PR #2048, opened 2020-08-18
Adjust travis deployment for renamed cardano-wallet binary

Anviking:
# Issue Number

#1919 

# Overview

- [x] Fix naming issue caused by the renaming from `cardano-wallet-shelley` to `cardano-wallet`
- [x] ~Simply use the archives from hydra as-is. No need to unzip an re-zip. We don't rename the executable anymore.~ @rvl has made it use same filenames as previous releases.
- [x] Use a script for picking builds of the exact revision from hydra.

# Comments

- The adjustment of the cardano-wallet-jormungandr archives is left as-is.

Comparing latest release to manually calling `curl -L https://hydra.iohk.io/job/Cardano/cardano-wallet/cardano-wallet-linux64/latest/download/1 --output cardano-wallet-$TRAVIS_TAG-linux64.tar.gz`

The extracted folder appears different. Does that matter?

Skärmavbild 2020-08-18 kl  11 58 07

### DIFF
--- a/.travis.yml
+++ b/.travis.yml
@@ -54,7 +54,7 @@ jobs:
     ############################
 
     # Fetch the linux archive
-    - travis_retry curl -L https://hydra.iohk.io/job/Cardano/cardano-wallet/cardano-wallet-linux64/latest/download/1 | --output cardano-wallet-$TRAVIS_TAG-linux64.tar.gz
+    - travis_retry curl -L https://hydra.iohk.io/job/Cardano/cardano-wallet/cardano-wallet-linux64/latest/download/1 --output cardano-wallet-$TRAVIS_TAG-linux64.tar.gz
     # Fetch the MacOS archive
     - travis_retry curl -L https://hydra.iohk.io/job/Cardano/cardano-wallet/cardano-wallet-macos64/latest/download/1 --output cardano-wallet-$TRAVIS_TAG-macos64.tar.gz
     # Fetch the Windows archive
--- a/.travis.yml
+++ b/.travis.yml
@@ -49,6 +49,10 @@ jobs:
     if: type != pull_request AND (tag =~ ^v OR commit_message =~ /TRAVIS_TRIGGER_RELEASE/)
     name: "Executables"
     script:
+    # Fetch the builds from Hydra
+    - npm install --no-save axios lodash
+    - node scripts/travis-download-builds.js
+
     ############################
     # cardano-node
     ############################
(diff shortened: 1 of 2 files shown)


.travis.yml
```diff
@@ -54,26 +54,11 @@ jobs:
     ############################
 
     # Fetch the linux archive
-    - travis_retry curl -L https://hydra.iohk.io/job/Cardano/cardano-wallet/cardano-wallet-linux64/latest/download/1 | tar xz
-    - find . -maxdepth 1 -type d -name "cardano-wallet-*" -exec mv \{} cardano-wallet-linux64 \;
```
Anviking, line 58: `cardano-wallet-*` wouldn't match `cardano-wallet`.

.travis.yml
```diff
@@ -54,26 +54,11 @@ jobs:
...
-    - mv cardano-wallet-linux64/cardano-wallet cardano-wallet-linux64/cardano-wallet
-    - tar czf cardano-wallet-$TRAVIS_TAG-linux64.tar.gz cardano-wallet-linux64
-    - rm -rf cardano-wallet-linux64
-
+    - travis_retry curl -L https://hydra.iohk.io/job/Cardano/cardano-wallet/cardano-wallet-linux64/latest/download/1 | --output cardano-wallet-$TRAVIS_TAG-linux64.tar.gz
```
Anviking:
```suggestion
    - travis_retry curl -L https://hydra.iohk.io/job/Cardano/cardano-wallet/cardano-wallet-linux64/latest/download/1 --output cardano-wallet-$TRAVIS_TAG-linux64.tar.gz
```
😅

rvl:
I think the travis script needed to do some renaming and cleanup. Some filenames from Hydra were not right for example. But perhaps that could be fixed.

I also added a script for downloading builds for the tagged version, rather than just latest master. This can be used instead of the `curl` commands.

Anviking:
> I think the travis script needed to do some renaming and cleanup. Some filenames from Hydra were not right for example. But perhaps that could be fixed.

I believe it was only used to rename the `cardano-wallet-shelley` binary to `cardano-wallet`, which is not needed now.

> I also added a script for downloading builds for the **tagged version, rather than just latest master**. This can be used instead of the curl commands.

💯 🙏

rvl (approved):

rvl:
I made it follow naming conventions from previous releases (except for the byron/shelley split).

And I have tested it by copying and pasting commands from `.travis.yaml` into a temporary bash script file.

bors r+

===

▶ [Problem] Whatever lines appear above, reproduce every one of them exactly.

▶ [Solved problem]
PR #2048, opened 2020-08-18
Adjust travis deployment for renamed cardano-wallet binary

Anviking:
# Issue Number

#1919 

# Overview

- [x] Fix naming issue caused by the renaming from `cardano-wallet-shelley` to `cardano-wallet`
- [x] ~Simply use the archives from hydra as-is. No need to unzip an re-zip. We don't rename the executable anymore.~ @rvl has made it use same filenames as previous releases.
- [x] Use a script for picking builds of the exact revision from hydra.

# Comments

- The adjustment of the cardano-wallet-jormungandr archives is left as-is.

Comparing latest release to manually calling `curl -L https://hydra.iohk.io/job/Cardano/cardano-wallet/cardano-wallet-linux64/latest/download/1 --output cardano-wallet-$TRAVIS_TAG-linux64.tar.gz`

The extracted folder appears different. Does that matter?

Skärmavbild 2020-08-18 kl  11 58 07

### DIFF
--- a/.travis.yml
+++ b/.travis.yml
@@ -54,7 +54,7 @@ jobs:
     ############################
 
     # Fetch the linux archive
-    - travis_retry curl -L https://hydra.iohk.io/job/Cardano/cardano-wallet/cardano-wallet-linux64/latest/download/1 | --output cardano-wallet-$TRAVIS_TAG-linux64.tar.gz
+    - travis_retry curl -L https://hydra.iohk.io/job/Cardano/cardano-wallet/cardano-wallet-linux64/latest/download/1 --output cardano-wallet-$TRAVIS_TAG-linux64.tar.gz
     # Fetch the MacOS archive
     - travis_retry curl -L https://hydra.iohk.io/job/Cardano/cardano-wallet/cardano-wallet-macos64/latest/download/1 --output cardano-wallet-$TRAVIS_TAG-macos64.tar.gz
     # Fetch the Windows archive
--- a/.travis.yml
+++ b/.travis.yml
@@ -49,6 +49,10 @@ jobs:
     if: type != pull_request AND (tag =~ ^v OR commit_message =~ /TRAVIS_TRIGGER_RELEASE/)
     name: "Executables"
     script:
+    # Fetch the builds from Hydra
+    - npm install --no-save axios lodash
+    - node scripts/travis-download-builds.js
+
     ############################
     # cardano-node
     ############################
(diff shortened: 1 of 2 files shown)


.travis.yml
```diff
@@ -54,26 +54,11 @@ jobs:
     ############################
 
     # Fetch the linux archive
-    - travis_retry curl -L https://hydra.iohk.io/job/Cardano/cardano-wallet/cardano-wallet-linux64/latest/download/1 | tar xz
-    - find . -maxdepth 1 -type d -name "cardano-wallet-*" -exec mv \{} cardano-wallet-linux64 \;
```
Anviking, line 58: `cardano-wallet-*` wouldn't match `cardano-wallet`.

.travis.yml
```diff
@@ -54,26 +54,11 @@ jobs:
...
-    - mv cardano-wallet-linux64/cardano-wallet cardano-wallet-linux64/cardano-wallet
-    - tar czf cardano-wallet-$TRAVIS_TAG-linux64.tar.gz cardano-wallet-linux64
-    - rm -rf cardano-wallet-linux64
-
+    - travis_retry curl -L https://hydra.iohk.io/job/Cardano/cardano-wallet/cardano-wallet-linux64/latest/download/1 | --output cardano-wallet-$TRAVIS_TAG-linux64.tar.gz
```
Anviking:
```suggestion
    - travis_retry curl -L https://hydra.iohk.io/job/Cardano/cardano-wallet/cardano-wallet-linux64/latest/download/1 --output cardano-wallet-$TRAVIS_TAG-linux64.tar.gz
```
😅

rvl:
I think the travis script needed to do some renaming and cleanup. Some filenames from Hydra were not right for example. But perhaps that could be fixed.

I also added a script for downloading builds for the tagged version, rather than just latest master. This can be used instead of the `curl` commands.

Anviking:
> I think the travis script needed to do some renaming and cleanup. Some filenames from Hydra were not right for example. But perhaps that could be fixed.

I believe it was only used to rename the `cardano-wallet-shelley` binary to `cardano-wallet`, which is not needed now.

> I also added a script for downloading builds for the **tagged version, rather than just latest master**. This can be used instead of the curl commands.

💯 🙏

rvl (approved):

rvl:
I made it follow naming conventions from previous releases (except for the byron/shelley split).

And I have tested it by copying and pasting commands from `.travis.yaml` into a temporary bash script file.

bors r+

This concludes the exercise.